Collected data:
Issue #2908, opened 2023-08-30
OkHttp not closing on responses not closed


stefanosiano:
### Description

We automatically instrument rest calls done through OkHttp, using its `EventListener`.
The `EventListener`'s `callEnd` method is called only after the `Response` is consumed. That is, after any of `Response.close()`, `Response.body.text()` or `Response.body.bytes()` is called.
So, when the user performs a request and doesn't read/close the response, we don't automatically finish the `connection` span, neither the `http.client` span. This means that we end up with never ending transactions, in case of idle transactions.
This applies to both GET and POST requests.

v7 will have a final timeout that would mitigate this issue, but we should find a way to automatically stop those spans, even if the user doesn't close the response.

markushi:
According to the docs [Response](https://square.github.io/okhttp/4.x/okhttp/okhttp3/-response/) is closable, so in theory it should auto-close itself.

markushi:
Let's try to remove the `Response` from the hint and see if the body closes automatically or not.

PR #2923, opened 2023-09-06
Add OkHttp span auto-close when response body is not read

stefanosiano:
## :scroll: Description
added 500 milliseconds timeout after responseHeaders to finish the call root span if the response body is not read
added scheduleFinish to SentryOkHttpEvent

The OkHttp span could be running forever in case a request is made and the response is never read, as the listener doesn't receive the corresponding calls.
Fixes https://github.com/getsentry/sentry-java/issues/2908

Unit

## :pencil: Checklist

### DIFF
--- a/sentry-android-okhttp/src/main/java/io/sentry/android/okhttp/SentryOkHttpEvent.kt
+++ b/sentry-android-okhttp/src/main/java/io/sentry/android/okhttp/SentryOkHttpEvent.kt
@@ -4,6 +4,7 @@ import io.sentry.Breadcrumb
 import io.sentry.Hint
 import io.sentry.IHub
 import io.sentry.ISpan
+import io.sentry.SentryDate
 import io.sentry.SpanDataConvention
 import io.sentry.SpanStatus
 import io.sentry.TypeCheckHint
@@ -19,9 +20,11 @@ import okhttp3.Request
 import okhttp3.Response
 import java.util.Locale
 import java.util.concurrent.ConcurrentHashMap
+import java.util.concurrent.atomic.AtomicBoolean
 
 private const val PROTOCOL_KEY = "protocol"
 private const val ERROR_MESSAGE_KEY = "error_message"
+private const val RESPONSE_BODY_TIMEOUT_MILLIS = 500L
 internal const val TRACE_ORIGIN = "auto.http.okhttp"
 
 internal class SentryOkHttpEvent(private val hub: IHub, private val request: Request) {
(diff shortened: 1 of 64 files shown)


sentry-android-okhttp/src/main/java/io/sentry/android/okhttp/SentryOkHttpEvent.kt
```diff
@@ -146,4 +159,14 @@ internal class SentryOkHttpEvent(private val hub: IHub, private val request: Req
         RESPONSE_BODY_EVENT -> eventSpans[CONNECTION_EVENT]
         else -> callRootSpan
     } ?: callRootSpan
+
+    fun scheduleFinish(timestamp: SentryDate) {
+        hub.options.executorService.schedule({
```
markushi, line 164: I think this needs to be wrapped in a try/catch - in case the SDK / executor service is in the process of shutting down

markushi (approved):
Looks good to me, please have a look at my comment!

I played around with the `Response` class myself yesterday, and it seems like there's no better option for us - apart from removing the feature altogether. From the docs:
> Response bodies must be [closed](https://square.github.io/okhttp/3.x/okhttp/okhttp3/ResponseBody.html) and may be consumed only once.

So the issue we're seeing here is a misuse of OkHttp itself, which in turn breaks our instrumentation 😅

In the long term I think we should think about having multiple ExecutorServices, as it's handling a lot of async timeout related tasks by now, and features will start to delay each other, ultimately making it harder to have a predictable SDK. cc @romtsn

romtsn:
> So the issue we're seeing here is a misuse of OkHttp itself, which in turn breaks our instrumentation 😅

My opinion - we should not handle this case at all, as it will be anyway a problem on the consumer's side if they are not closing response bodies (regardless if sentry is in the app or not). I'd rather us create an event in this case and warn the users they have leaked resources (but this is probably a bigger initiative to detect or `Closeable`s that are not closed)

ACTIVITY: Look above for the line holding "Add OkHttp span" and the line holding "import okhttp3.Response". Retype both, and every line between them, word for word and nothing else.

ANSWER AREA:
Add OkHttp span auto-close when response body is not read

stefanosiano:
## :scroll: Description
added 500 milliseconds timeout after responseHeaders to finish the call root span if the response body is not read
added scheduleFinish to SentryOkHttpEvent

The OkHttp span could be running forever in case a request is made and the response is never read, as the listener doesn't receive the corresponding calls.
Fixes https://github.com/getsentry/sentry-java/issues/2908

Unit

## :pencil: Checklist

### DIFF
--- a/sentry-android-okhttp/src/main/java/io/sentry/android/okhttp/SentryOkHttpEvent.kt
+++ b/sentry-android-okhttp/src/main/java/io/sentry/android/okhttp/SentryOkHttpEvent.kt
@@ -4,6 +4,7 @@ import io.sentry.Breadcrumb
 import io.sentry.Hint
 import io.sentry.IHub
 import io.sentry.ISpan
+import io.sentry.SentryDate
 import io.sentry.SpanDataConvention
 import io.sentry.SpanStatus
 import io.sentry.TypeCheckHint
@@ -19,9 +20,11 @@ import okhttp3.Request
 import okhttp3.Response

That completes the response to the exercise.